I can see the preparations. Who's coming?


----------



## spawnofsatan (Sep 25, 2009)

Yo


----------



## JohnnyOrange (Sep 25, 2009)

Is it next weekend? I might have to. Best way to catch a cold in Nottingham!


----------



## Tacita (Sep 25, 2009)

http://www.nottinghamcity.gov.uk/goosefair/opening.htm

gotta be done


----------



## spawnofsatan (Sep 25, 2009)

I love it how Goose fair coincides with shroom season.


----------



## rioted (Sep 26, 2009)

spawnofsatan said:


> I love it how Goose fair coincides with shroom season.


Many moons ago you could find them on the Forest. And for a few more years in the Arboretum. Now I go to Derbyshire for my Goose enhancing hallucinogens.


----------



## spawnofsatan (Sep 26, 2009)

rioted said:


> Many moons ago you could find them on the Forest. And for a few more years in the Arboretum. Now I go to Derbyshire for my Goose enhancing hallucinogens.




Me too, Nine ladies used to be good, but that has dried up lately, Arbor Low can produce loads depending on the year.


----------



## Maidmarian (Sep 28, 2009)

rioted said:


> I can see the preparations. Who's coming?



Yep !


----------



## JHE (Oct 8, 2009)

Thank goodness that's over for another year!  I hate the way people use my home as a urinal.  It only happens during Goose Fair.

Why do people like Goose Fair, anyway?  I understand that children like fun fairs, but Goose Fair attracts lots of adults, too.  I can't see the appeal.

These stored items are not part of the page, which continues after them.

PR #65533, opened 2023-05-07
Smart watch

Ruminator24:
#### Summary 

Content "This adds a smart watch as an item."

#### Purpose of change 

Smart watches exist in real life.

#### Describe the solution 

This adds a smartwatch as an item, as well to the loot pool.

For some reason the game watch has a higher chance of being spawned, which doesn't seem right. I would edit it, but I believe someone else is already going to rebalance the chances anyways.

#### Testing

I did the 100 test, and have confirmed that it will spawn, and checked to see if it works properly.


data/json/itemgroups/Clothing_Gear/clothing.json
```diff
@@ -560,6 +560,7 @@
       { "item": "diving_watch", "prob": 20 },
       { "item": "game_watch", "prob": 20, "charges": [ 0, 50 ] },
       { "item": "fitness_band", "prob": 10 }
```
GuardianDll, line 562:
```suggestion
      { "item": "fitness_band", "prob": 10 },
```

In any case, it should be moved.  Wollaton Park would be a better place for it.  There's loads of space there.  That recreation ground at the southern tip of the Meadows, whatever it's called, might be another alternative.


----------



## El Jefe (Oct 9, 2009)

definitely the best China Drum album


----------



## Spion (Oct 9, 2009)

JHE said:


> Thank goodness that's over for another year!  I hate the way people use my home as a urinal.  It only happens during Goose Fair.


Miserable bastard! Where's your community spirit? I hope Muslims shit on your house next year


----------